[Task to complete] From the first line to the last, retype the data below exactly.

----

PR #762, opened 2026-08-01
feat(ui): open reader for received emails

### LINKED ISSUE #494: Flat UI: email reader overlay (emails are currently audio-only)
Follow-up to #468, which shipped the **audio-log** reader MFD. Emails still play audio only (`EmailTrap` -> `Effect::PlayEmail`) with no readable overlay.

## Original behavior

In the original game, receiving an email opens the same reader overlay as an audio log, but with the **EMAIL backdrop** instead of the LOG one, and the header/transcript resolved from the per-deck string files:

- Backdrop art: `EMAIL.PCX` (188x296, in `iface.crf` - request it via the archive-qualified `iface/email.pcx` key introduced in #468, since basenames can collide across archive mounts)
- Strings: `level<deck:02>.str` -> `EmailName<n>` / `EmailText<n>` / `EmailPortrait<n>` / `EmailIcon<n>` (same shape as the `Log*` keys; verified present in the shipped string files, e.g. `EmailName15` "POLITO 12.JUL.14 / re: Ship damage" on deck 2)
- Portraits/deck icons come from the same `book.crf` art the log reader already uses (`PEMAIL0/1.PCX` in iface.crf are the HUD pickup icons, not the reader backdrop)

## Suggested shape

`MediaGui` already renders backdrop + portrait + icon + header + word-wrapped scrollable transcript off `RuntimePropLogData`; emails need:

1. A media-kind (log vs email) on `RuntimePropLogData` (or a parallel prop) selecting the backdrop and the `Email*` string keys - the `PropLog.email` field (33 = unset sentinel, same decode as `log`) identifies email entries.
2. An open path: emails arrive via `EmailTrap` `TurnOn` rather than a frobbable disc, so the reader must be openable without a frobbed world object (e.g. bind the panel to the trap entity, or surface received emails for replay like the log collection in `QuestInfo`).
3. E2e: extend `tools/shock2-sdk/test/log-reader.e2e.test.ts` - medsci1's EmailTrap 1131 (EM0201) already exercised there for audio.

tommy-xr:
Fixes #494

## Reproduction

On current `origin/main`, triggering medsci1's authored EmailTrap 1131 plays `EM0201`, but `PlayEmail` does no UI work. The active MFD remains the previously opened Amanpour log (template 1608), so no `EmailName1` / `EmailText1`, portrait, icon, or EMAIL backdrop is shown.

Negative-first, `log-reader.e2e.test.ts` was extended before the product change. Its real-runtime run failed after the audio assertion passed:

```text
expected synthetic panel template_id -1
actual 1608
```

## Fix

- Add a media kind to the reader's derived runtime data so the existing `MediaGui` selects archive-qualified `iface/log.pcx` or `iface/email.pcx` while reusing the faithful portrait/icon/header/word-wrapped transcript layout.
- Create one flat-only, nonserialized synthetic email-reader host per mission. Email traps remain one-shot and can destroy themselves without closing the displayed message.
- On a newly played email, resolve `EmailName<n>`, `EmailText<n>`, `EmailPortrait<n>`, and `EmailIcon<n>` from `level<deck>.str`, attach them to the host, reset the reader to page one, and open it as an unbound MFD.
- Treat decoded `PropLog.email == 33` as the unset bitmask sentinel rather than attempting `EMxx33`.
- Extend the existing log-reader scenario and update map/elevator scenarios for authentic incoming-email takeover of the game's single MFD slot (EM0215 and EM0203 respectively).

## Verification

- `cargo fmt --all -- --check` ✅
- `RUSTFLAGS='-D warnings' cargo check -p shock2vr -p desktop_runtime -p debug_runtime` ✅
- `cargo test -p shock2vr` ✅ (386 passed)
- focused `MediaGui` tests ✅ (9 passed)
- focused `TrapEmail` tests ✅ (2 passed)
- `npm test` in `tools/shock2-sdk` ✅ (26 passed; 157 e2e-gated skips)
- affected UI e2es together ✅: email/log reader, automap interruption/reopen, elevator email/replacement (3 passed)
- full serial `npm run test:e2e` ✅ (183 total; 180 passed; 0 failed; 3 expected SHODAN-finale skips; all 23 missions loaded)

## Visual evidence

Incoming email reader demo

<sub>Receiving the authored EM0201 opens the localized EMAIL reader while the one-shot trap is consumed. Captured headlessly via deterministic fixed-timestep stepping.</sub>

## Before → after

Incoming email reader before/after

### DIFF
--- a/projects/flat-ui-panels.md
+++ b/projects/flat-ui-panels.md
@@ -563,6 +563,13 @@ QuestInfo; EmailTrap 1131 TurnOn → `EM0201` plays once, replay-deduped.
 (If audio observability proves awkward, the PR may defer audio *assertion* —
 not audio playback — and must say so.)
 
+Implemented follow-up: audio-log pickup/reader and collection shipped in #468;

----

[Task solution]
PR #762, opened 2026-08-01
feat(ui): open reader for received emails

### LINKED ISSUE #494: Flat UI: email reader overlay (emails are currently audio-only)
Follow-up to #468, which shipped the **audio-log** reader MFD. Emails still play audio only (`EmailTrap` -> `Effect::PlayEmail`) with no readable overlay.

## Original behavior

In the original game, receiving an email opens the same reader overlay as an audio log, but with the **EMAIL backdrop** instead of the LOG one, and the header/transcript resolved from the per-deck string files:

- Backdrop art: `EMAIL.PCX` (188x296, in `iface.crf` - request it via the archive-qualified `iface/email.pcx` key introduced in #468, since basenames can collide across archive mounts)
- Strings: `level<deck:02>.str` -> `EmailName<n>` / `EmailText<n>` / `EmailPortrait<n>` / `EmailIcon<n>` (same shape as the `Log*` keys; verified present in the shipped string files, e.g. `EmailName15` "POLITO 12.JUL.14 / re: Ship damage" on deck 2)
- Portraits/deck icons come from the same `book.crf` art the log reader already uses (`PEMAIL0/1.PCX` in iface.crf are the HUD pickup icons, not the reader backdrop)

## Suggested shape

`MediaGui` already renders backdrop + portrait + icon + header + word-wrapped scrollable transcript off `RuntimePropLogData`; emails need:

1. A media-kind (log vs email) on `RuntimePropLogData` (or a parallel prop) selecting the backdrop and the `Email*` string keys - the `PropLog.email` field (33 = unset sentinel, same decode as `log`) identifies email entries.
2. An open path: emails arrive via `EmailTrap` `TurnOn` rather than a frobbable disc, so the reader must be openable without a frobbed world object (e.g. bind the panel to the trap entity, or surface received emails for replay like the log collection in `QuestInfo`).
3. E2e: extend `tools/shock2-sdk/test/log-reader.e2e.test.ts` - medsci1's EmailTrap 1131 (EM0201) already exercised there for audio.

tommy-xr:
Fixes #494

## Reproduction

On current `origin/main`, triggering medsci1's authored EmailTrap 1131 plays `EM0201`, but `PlayEmail` does no UI work. The active MFD remains the previously opened Amanpour log (template 1608), so no `EmailName1` / `EmailText1`, portrait, icon, or EMAIL backdrop is shown.

Negative-first, `log-reader.e2e.test.ts` was extended before the product change. Its real-runtime run failed after the audio assertion passed:

```text
expected synthetic panel template_id -1
actual 1608
```

## Fix

- Add a media kind to the reader's derived runtime data so the existing `MediaGui` selects archive-qualified `iface/log.pcx` or `iface/email.pcx` while reusing the faithful portrait/icon/header/word-wrapped transcript layout.
- Create one flat-only, nonserialized synthetic email-reader host per mission. Email traps remain one-shot and can destroy themselves without closing the displayed message.
- On a newly played email, resolve `EmailName<n>`, `EmailText<n>`, `EmailPortrait<n>`, and `EmailIcon<n>` from `level<deck>.str`, attach them to the host, reset the reader to page one, and open it as an unbound MFD.
- Treat decoded `PropLog.email == 33` as the unset bitmask sentinel rather than attempting `EMxx33`.
- Extend the existing log-reader scenario and update map/elevator scenarios for authentic incoming-email takeover of the game's single MFD slot (EM0215 and EM0203 respectively).

## Verification

- `cargo fmt --all -- --check` ✅
- `RUSTFLAGS='-D warnings' cargo check -p shock2vr -p desktop_runtime -p debug_runtime` ✅
- `cargo test -p shock2vr` ✅ (386 passed)
- focused `MediaGui` tests ✅ (9 passed)
- focused `TrapEmail` tests ✅ (2 passed)
- `npm test` in `tools/shock2-sdk` ✅ (26 passed; 157 e2e-gated skips)
- affected UI e2es together ✅: email/log reader, automap interruption/reopen, elevator email/replacement (3 passed)
- full serial `npm run test:e2e` ✅ (183 total; 180 passed; 0 failed; 3 expected SHODAN-finale skips; all 23 missions loaded)

## Visual evidence

Incoming email reader demo

<sub>Receiving the authored EM0201 opens the localized EMAIL reader while the one-shot trap is consumed. Captured headlessly via deterministic fixed-timestep stepping.</sub>

## Before → after

Incoming email reader before/after

### DIFF
--- a/projects/flat-ui-panels.md
+++ b/projects/flat-ui-panels.md
@@ -563,6 +563,13 @@ QuestInfo; EmailTrap 1131 TurnOn → `EM0201` plays once, replay-deduped.
 (If audio observability proves awkward, the PR may defer audio *assertion* —
 not audio playback — and must say so.)
 
+Implemented follow-up: audio-log pickup/reader and collection shipped in #468;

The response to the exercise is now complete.